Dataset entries
◇ ◇ ◇

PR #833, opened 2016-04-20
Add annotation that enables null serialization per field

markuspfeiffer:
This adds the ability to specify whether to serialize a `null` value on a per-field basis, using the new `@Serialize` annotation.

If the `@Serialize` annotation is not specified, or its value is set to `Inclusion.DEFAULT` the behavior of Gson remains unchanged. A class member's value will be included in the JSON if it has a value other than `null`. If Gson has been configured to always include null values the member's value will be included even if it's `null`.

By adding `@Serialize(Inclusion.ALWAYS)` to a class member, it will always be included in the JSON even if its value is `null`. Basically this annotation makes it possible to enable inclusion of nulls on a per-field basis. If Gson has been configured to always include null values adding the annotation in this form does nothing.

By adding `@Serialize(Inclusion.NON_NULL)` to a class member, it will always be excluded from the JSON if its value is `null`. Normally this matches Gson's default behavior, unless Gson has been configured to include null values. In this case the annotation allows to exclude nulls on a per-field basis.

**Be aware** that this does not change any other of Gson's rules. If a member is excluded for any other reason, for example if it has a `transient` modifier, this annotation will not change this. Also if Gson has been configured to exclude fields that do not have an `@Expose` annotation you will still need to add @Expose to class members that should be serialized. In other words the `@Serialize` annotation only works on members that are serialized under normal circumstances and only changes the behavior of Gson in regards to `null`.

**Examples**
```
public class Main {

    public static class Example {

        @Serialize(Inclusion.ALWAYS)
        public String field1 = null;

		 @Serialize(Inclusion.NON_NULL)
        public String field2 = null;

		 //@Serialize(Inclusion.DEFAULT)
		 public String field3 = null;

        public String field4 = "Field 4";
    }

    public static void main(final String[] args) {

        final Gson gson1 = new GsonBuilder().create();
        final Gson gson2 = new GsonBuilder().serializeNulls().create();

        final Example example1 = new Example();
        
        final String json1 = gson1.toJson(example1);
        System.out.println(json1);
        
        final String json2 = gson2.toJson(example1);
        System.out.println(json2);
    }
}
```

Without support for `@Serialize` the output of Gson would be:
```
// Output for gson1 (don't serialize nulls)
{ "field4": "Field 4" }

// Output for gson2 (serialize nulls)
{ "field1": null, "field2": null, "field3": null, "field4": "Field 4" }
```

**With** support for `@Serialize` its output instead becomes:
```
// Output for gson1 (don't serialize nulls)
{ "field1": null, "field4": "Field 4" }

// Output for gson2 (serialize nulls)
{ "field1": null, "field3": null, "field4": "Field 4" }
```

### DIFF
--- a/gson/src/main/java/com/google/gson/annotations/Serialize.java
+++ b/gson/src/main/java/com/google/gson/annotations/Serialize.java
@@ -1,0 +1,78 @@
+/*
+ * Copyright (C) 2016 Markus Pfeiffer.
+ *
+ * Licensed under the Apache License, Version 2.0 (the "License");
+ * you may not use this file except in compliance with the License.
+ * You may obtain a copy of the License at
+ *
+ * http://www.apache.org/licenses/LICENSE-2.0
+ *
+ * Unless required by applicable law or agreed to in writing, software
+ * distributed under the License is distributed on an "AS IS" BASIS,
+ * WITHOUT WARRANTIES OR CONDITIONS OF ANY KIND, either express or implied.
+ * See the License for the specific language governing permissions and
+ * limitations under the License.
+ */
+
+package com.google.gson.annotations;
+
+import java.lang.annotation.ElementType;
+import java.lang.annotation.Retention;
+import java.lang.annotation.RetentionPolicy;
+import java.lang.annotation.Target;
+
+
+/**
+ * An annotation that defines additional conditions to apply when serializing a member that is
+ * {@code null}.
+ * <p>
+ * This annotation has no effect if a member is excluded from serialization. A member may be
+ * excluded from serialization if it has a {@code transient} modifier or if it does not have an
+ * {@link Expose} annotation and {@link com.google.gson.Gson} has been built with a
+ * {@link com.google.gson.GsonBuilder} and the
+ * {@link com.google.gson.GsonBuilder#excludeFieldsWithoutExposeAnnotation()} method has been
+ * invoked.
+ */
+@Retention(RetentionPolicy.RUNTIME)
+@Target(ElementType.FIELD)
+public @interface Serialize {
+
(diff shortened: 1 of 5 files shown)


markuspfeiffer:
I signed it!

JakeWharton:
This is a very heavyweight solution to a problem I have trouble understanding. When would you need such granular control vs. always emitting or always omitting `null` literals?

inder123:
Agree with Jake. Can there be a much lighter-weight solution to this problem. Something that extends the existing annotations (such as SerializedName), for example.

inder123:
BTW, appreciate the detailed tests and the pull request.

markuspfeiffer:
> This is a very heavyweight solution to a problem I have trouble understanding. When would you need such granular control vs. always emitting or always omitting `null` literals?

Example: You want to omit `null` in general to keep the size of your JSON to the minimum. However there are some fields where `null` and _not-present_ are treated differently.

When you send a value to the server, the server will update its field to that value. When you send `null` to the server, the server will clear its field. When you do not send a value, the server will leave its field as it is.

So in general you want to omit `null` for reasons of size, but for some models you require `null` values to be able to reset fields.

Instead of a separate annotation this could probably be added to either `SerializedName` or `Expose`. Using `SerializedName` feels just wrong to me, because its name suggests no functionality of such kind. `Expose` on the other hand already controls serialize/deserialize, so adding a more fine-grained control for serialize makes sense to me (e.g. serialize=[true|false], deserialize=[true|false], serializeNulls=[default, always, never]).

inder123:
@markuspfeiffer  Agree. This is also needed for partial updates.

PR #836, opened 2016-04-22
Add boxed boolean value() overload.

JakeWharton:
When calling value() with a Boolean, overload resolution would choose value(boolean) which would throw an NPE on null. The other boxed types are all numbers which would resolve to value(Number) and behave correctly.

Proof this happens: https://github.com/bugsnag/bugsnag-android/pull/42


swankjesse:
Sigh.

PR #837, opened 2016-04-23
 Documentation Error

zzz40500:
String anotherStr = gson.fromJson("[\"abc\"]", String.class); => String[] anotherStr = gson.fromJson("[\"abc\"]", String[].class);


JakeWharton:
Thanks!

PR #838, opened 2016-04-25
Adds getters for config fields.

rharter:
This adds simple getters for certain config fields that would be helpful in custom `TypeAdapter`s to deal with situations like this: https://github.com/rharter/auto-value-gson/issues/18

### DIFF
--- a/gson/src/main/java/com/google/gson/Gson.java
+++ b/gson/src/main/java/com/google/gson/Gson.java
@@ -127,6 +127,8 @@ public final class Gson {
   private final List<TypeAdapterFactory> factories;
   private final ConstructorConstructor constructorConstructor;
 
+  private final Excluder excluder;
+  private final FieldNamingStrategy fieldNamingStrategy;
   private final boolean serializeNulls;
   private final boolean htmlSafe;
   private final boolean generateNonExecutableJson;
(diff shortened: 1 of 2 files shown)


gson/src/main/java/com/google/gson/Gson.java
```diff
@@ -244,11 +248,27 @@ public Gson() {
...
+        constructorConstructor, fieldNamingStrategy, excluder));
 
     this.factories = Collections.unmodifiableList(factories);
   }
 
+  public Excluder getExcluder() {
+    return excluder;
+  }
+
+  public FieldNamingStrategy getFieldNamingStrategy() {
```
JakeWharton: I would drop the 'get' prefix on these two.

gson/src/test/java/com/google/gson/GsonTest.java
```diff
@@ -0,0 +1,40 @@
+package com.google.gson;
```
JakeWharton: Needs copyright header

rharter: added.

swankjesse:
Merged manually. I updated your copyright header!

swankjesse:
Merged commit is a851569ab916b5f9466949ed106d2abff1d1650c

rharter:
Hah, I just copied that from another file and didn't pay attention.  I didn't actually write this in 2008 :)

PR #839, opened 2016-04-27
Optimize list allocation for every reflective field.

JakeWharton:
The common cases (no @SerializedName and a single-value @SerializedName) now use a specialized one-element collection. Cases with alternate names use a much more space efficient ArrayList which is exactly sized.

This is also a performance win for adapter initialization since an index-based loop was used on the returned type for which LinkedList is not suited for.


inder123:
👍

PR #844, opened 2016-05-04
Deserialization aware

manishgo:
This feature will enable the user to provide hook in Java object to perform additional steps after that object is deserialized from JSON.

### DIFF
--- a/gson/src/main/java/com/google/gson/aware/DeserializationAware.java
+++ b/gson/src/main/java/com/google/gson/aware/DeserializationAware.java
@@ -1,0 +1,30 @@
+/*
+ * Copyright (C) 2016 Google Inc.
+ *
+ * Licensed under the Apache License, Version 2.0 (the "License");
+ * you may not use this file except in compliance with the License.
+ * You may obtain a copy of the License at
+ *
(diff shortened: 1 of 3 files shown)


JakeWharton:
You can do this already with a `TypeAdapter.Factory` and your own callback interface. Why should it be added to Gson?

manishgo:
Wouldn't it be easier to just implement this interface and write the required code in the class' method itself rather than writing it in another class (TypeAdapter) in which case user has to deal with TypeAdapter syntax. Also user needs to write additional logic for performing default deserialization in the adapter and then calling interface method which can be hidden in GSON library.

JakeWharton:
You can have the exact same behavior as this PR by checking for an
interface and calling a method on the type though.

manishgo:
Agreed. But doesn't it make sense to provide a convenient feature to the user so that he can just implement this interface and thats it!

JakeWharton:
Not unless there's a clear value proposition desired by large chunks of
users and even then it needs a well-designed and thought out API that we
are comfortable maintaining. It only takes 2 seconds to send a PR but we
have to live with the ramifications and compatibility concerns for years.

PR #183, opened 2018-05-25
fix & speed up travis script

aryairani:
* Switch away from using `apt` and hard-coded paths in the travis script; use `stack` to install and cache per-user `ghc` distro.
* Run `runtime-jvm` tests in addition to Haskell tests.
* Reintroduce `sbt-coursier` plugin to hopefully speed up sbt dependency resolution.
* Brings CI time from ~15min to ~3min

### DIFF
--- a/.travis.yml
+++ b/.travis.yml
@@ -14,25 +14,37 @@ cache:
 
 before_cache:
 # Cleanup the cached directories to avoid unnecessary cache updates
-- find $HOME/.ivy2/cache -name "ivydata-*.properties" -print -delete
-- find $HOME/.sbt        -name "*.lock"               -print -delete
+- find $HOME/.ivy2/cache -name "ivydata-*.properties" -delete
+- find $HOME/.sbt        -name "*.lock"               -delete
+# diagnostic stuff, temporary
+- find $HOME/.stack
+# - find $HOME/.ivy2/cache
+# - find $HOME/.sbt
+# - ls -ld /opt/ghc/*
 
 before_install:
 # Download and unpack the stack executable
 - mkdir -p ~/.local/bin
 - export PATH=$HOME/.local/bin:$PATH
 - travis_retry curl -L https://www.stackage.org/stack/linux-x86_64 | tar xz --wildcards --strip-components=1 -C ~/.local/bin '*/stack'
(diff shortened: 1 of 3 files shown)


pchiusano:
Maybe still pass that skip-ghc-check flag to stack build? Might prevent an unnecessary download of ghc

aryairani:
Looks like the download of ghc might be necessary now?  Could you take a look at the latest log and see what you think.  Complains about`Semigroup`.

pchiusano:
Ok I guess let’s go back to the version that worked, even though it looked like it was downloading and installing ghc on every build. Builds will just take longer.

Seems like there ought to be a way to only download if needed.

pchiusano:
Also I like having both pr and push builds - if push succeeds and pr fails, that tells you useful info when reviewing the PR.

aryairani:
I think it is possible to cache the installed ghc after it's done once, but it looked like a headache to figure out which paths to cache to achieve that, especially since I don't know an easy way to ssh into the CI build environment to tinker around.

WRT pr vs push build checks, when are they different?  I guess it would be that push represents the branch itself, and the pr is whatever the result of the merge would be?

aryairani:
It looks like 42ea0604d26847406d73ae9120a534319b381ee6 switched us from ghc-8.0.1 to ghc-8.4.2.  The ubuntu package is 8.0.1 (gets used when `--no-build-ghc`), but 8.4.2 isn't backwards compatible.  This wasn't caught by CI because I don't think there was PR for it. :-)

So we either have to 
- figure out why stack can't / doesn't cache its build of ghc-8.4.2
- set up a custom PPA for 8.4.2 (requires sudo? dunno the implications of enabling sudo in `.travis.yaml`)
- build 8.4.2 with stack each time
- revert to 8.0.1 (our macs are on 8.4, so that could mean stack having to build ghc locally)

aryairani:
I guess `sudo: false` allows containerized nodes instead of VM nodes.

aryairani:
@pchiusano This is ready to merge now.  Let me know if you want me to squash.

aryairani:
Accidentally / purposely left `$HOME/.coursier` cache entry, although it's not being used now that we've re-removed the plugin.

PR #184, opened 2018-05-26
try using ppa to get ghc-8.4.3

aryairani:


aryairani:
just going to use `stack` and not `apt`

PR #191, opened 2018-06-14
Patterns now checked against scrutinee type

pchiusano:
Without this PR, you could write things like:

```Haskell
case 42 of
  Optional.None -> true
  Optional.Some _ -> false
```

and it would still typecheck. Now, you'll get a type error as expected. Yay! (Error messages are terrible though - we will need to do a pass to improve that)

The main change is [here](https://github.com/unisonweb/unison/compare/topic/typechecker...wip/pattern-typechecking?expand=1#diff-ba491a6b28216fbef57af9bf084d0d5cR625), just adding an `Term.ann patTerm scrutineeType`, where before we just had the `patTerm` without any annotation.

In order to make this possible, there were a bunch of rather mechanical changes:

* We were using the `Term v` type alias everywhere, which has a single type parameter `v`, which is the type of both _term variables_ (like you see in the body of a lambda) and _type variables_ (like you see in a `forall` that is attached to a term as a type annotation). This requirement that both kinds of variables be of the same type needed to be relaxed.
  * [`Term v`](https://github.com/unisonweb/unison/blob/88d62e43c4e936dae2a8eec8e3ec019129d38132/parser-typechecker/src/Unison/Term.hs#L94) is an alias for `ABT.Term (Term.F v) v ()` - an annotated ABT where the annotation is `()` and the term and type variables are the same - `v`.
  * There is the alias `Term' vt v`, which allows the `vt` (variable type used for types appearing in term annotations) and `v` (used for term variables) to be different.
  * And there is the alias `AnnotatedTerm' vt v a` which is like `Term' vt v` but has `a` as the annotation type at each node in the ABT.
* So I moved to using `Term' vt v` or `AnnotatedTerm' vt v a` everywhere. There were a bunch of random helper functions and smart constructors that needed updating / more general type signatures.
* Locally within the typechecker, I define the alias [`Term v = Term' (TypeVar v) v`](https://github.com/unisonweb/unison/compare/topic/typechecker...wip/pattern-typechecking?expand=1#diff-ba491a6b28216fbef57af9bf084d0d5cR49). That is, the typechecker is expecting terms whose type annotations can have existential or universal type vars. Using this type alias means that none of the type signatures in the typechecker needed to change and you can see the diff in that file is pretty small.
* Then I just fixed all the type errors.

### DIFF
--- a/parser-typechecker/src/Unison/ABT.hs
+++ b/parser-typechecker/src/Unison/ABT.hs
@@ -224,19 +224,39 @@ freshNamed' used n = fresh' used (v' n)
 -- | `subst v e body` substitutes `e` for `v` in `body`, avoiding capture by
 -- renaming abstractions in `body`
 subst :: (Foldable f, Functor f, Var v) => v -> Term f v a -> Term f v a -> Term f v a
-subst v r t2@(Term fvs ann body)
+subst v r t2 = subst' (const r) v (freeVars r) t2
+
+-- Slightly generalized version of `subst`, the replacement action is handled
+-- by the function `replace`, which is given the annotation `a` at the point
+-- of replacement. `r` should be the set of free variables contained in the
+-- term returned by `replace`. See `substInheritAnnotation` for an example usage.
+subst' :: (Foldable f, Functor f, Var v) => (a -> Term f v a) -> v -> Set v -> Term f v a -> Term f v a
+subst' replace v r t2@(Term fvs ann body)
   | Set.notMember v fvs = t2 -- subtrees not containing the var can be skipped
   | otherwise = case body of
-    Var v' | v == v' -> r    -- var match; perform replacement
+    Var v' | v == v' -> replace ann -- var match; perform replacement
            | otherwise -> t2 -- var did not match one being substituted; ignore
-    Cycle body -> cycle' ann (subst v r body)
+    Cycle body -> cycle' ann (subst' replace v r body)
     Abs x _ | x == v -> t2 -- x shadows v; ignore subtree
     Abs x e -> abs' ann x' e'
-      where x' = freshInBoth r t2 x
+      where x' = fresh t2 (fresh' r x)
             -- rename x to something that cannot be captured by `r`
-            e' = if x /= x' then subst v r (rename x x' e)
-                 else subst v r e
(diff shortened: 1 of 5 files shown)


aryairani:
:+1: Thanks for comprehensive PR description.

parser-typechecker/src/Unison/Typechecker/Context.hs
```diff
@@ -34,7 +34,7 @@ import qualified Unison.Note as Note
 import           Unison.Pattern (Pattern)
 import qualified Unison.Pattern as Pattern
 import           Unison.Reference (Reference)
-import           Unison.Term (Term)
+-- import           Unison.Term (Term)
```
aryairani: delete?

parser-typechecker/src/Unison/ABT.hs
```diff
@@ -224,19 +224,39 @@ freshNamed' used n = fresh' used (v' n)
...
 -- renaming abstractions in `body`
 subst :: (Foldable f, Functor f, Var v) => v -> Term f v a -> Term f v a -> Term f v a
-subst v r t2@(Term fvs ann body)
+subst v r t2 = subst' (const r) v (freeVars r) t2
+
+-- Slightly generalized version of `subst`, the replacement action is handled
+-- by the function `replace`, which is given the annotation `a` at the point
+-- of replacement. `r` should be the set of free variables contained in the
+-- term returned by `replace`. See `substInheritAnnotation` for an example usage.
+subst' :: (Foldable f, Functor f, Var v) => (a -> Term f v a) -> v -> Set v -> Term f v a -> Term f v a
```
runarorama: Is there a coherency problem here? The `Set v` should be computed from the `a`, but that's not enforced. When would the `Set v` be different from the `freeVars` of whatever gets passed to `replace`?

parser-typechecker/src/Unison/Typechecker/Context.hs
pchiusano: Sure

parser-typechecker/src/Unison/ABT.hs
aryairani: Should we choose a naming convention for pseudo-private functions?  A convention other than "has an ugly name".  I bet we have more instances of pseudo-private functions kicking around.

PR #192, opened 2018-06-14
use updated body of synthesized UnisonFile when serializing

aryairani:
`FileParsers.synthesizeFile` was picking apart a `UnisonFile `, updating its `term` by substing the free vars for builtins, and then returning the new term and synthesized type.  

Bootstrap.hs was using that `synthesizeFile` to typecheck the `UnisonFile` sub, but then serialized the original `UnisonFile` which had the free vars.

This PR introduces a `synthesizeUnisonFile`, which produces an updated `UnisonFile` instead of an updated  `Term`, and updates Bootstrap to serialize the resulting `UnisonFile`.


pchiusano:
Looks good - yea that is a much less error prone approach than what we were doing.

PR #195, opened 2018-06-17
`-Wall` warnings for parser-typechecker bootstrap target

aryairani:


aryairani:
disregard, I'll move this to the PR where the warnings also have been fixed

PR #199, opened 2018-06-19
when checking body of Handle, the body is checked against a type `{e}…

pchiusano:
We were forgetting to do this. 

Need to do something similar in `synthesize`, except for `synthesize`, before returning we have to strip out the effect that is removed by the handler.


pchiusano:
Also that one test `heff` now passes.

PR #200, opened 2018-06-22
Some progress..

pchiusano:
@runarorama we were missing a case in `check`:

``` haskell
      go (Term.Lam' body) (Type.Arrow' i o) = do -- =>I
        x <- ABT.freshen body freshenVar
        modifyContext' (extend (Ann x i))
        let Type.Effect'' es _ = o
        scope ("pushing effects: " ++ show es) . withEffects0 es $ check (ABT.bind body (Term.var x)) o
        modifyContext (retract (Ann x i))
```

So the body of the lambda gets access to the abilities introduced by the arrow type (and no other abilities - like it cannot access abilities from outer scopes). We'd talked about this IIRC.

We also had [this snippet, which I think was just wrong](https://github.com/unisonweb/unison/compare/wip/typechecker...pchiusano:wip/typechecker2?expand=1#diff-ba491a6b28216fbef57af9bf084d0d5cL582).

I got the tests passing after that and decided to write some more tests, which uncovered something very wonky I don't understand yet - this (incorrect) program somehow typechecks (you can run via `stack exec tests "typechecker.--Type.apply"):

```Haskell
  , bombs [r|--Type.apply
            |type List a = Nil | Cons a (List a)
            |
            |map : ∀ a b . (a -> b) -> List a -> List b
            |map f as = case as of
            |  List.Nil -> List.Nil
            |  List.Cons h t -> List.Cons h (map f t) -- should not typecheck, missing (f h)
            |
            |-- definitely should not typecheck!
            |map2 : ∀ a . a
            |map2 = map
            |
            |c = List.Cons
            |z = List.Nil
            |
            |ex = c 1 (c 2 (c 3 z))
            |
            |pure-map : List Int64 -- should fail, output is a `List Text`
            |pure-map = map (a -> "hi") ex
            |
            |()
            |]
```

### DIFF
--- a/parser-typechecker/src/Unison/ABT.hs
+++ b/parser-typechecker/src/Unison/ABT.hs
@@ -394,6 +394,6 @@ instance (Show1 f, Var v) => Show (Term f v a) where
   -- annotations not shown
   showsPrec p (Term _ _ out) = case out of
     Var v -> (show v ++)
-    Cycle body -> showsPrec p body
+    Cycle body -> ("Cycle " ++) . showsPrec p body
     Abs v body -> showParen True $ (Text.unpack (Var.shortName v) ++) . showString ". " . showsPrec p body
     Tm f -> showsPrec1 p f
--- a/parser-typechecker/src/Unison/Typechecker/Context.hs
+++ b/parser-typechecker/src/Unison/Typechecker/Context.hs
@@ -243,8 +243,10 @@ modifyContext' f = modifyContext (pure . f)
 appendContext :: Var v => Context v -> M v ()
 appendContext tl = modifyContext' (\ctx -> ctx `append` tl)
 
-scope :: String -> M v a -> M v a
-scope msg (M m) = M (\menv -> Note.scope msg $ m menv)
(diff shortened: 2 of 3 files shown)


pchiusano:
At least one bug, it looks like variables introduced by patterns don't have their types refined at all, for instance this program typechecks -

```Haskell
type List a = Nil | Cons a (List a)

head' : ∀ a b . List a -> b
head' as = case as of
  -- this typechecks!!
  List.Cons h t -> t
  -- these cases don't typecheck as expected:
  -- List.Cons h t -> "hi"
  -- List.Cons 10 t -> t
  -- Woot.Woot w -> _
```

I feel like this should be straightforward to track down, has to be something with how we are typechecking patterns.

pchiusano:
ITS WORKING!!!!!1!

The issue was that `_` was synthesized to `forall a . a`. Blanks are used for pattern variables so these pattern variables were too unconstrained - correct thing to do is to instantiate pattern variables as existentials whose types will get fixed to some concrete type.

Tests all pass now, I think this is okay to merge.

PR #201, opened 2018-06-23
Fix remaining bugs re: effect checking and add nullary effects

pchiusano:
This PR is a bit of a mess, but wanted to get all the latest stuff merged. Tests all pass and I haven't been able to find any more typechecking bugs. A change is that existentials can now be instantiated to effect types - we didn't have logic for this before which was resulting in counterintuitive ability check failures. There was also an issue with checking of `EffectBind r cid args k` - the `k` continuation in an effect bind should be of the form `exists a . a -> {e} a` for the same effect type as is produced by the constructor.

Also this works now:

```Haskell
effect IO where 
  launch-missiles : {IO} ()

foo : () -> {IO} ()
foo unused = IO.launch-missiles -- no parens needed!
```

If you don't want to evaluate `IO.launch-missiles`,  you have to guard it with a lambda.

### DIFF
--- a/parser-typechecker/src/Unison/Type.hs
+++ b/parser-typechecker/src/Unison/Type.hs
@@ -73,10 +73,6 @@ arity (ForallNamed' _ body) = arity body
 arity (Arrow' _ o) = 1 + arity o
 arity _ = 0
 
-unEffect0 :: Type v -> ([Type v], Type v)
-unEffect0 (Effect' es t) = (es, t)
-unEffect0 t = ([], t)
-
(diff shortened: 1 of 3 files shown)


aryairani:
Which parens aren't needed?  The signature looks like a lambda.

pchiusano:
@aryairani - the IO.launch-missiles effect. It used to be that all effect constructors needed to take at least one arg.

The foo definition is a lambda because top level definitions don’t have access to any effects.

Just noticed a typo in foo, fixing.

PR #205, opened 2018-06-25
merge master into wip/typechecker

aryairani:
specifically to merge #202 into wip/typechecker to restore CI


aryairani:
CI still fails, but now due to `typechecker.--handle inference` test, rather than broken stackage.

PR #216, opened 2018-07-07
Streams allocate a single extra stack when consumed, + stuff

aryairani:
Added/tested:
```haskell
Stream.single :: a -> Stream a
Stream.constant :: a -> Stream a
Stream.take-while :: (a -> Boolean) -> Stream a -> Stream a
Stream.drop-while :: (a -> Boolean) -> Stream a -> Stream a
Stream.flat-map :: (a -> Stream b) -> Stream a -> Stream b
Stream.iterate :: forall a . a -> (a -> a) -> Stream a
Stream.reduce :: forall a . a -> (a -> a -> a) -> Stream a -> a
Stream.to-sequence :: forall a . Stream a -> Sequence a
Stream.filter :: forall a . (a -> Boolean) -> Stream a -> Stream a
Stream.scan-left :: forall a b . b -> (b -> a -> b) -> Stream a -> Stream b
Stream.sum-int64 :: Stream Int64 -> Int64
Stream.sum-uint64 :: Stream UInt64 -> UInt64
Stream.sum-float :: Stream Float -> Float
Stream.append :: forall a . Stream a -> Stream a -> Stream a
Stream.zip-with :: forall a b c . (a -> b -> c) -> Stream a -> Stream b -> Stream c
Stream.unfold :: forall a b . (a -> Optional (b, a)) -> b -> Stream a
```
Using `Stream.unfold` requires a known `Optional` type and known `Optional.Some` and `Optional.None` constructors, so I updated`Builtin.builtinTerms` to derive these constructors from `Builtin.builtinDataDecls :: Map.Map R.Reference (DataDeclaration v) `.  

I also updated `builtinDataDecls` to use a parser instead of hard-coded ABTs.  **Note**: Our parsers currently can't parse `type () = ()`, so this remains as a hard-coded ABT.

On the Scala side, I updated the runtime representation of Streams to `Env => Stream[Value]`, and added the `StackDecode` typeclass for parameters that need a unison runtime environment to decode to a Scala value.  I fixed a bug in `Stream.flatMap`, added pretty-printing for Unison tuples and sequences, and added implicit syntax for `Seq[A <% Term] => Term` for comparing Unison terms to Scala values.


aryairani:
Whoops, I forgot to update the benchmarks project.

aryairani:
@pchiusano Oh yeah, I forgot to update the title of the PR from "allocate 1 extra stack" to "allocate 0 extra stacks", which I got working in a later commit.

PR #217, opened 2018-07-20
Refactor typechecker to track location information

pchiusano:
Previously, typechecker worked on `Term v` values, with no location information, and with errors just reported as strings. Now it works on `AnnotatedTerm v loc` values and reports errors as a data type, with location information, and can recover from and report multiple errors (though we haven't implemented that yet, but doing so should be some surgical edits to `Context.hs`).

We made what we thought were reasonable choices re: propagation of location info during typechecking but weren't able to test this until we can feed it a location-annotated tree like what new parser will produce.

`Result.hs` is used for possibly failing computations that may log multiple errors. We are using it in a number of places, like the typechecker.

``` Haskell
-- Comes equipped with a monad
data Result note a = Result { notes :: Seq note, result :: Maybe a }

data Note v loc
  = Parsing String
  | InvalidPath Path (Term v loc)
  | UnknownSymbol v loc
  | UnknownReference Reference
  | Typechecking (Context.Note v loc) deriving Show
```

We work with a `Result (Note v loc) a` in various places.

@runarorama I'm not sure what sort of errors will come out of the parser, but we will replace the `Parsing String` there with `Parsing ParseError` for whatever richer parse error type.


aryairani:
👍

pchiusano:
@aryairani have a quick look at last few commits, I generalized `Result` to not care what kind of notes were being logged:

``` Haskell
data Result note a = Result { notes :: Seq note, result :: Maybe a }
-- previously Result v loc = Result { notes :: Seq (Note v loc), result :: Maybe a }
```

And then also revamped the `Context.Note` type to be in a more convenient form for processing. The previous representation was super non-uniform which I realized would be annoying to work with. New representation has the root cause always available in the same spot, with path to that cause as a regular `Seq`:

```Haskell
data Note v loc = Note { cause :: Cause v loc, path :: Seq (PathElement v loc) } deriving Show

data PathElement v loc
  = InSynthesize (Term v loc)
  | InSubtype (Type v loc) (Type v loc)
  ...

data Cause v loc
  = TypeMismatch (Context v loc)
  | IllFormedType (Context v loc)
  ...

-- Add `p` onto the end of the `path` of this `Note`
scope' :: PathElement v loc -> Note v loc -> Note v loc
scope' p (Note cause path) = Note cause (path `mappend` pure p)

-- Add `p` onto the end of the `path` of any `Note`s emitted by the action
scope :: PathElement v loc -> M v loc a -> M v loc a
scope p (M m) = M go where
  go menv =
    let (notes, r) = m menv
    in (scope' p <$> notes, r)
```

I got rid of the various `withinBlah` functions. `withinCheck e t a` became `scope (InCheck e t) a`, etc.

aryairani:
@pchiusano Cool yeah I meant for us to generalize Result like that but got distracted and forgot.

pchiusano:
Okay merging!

◇ ◇ ◇

#### [Directions for this task]
Return all lines in the entries above that carry the word "resolution".

#### [Your response]
When calling value() with a Boolean, overload resolution would choose value(boolean) which would throw an NPE on null. The other boxed types are all numbers which would resolve to value(Number) and behave correctly.
* Reintroduce `sbt-coursier` plugin to hopefully speed up sbt dependency resolution.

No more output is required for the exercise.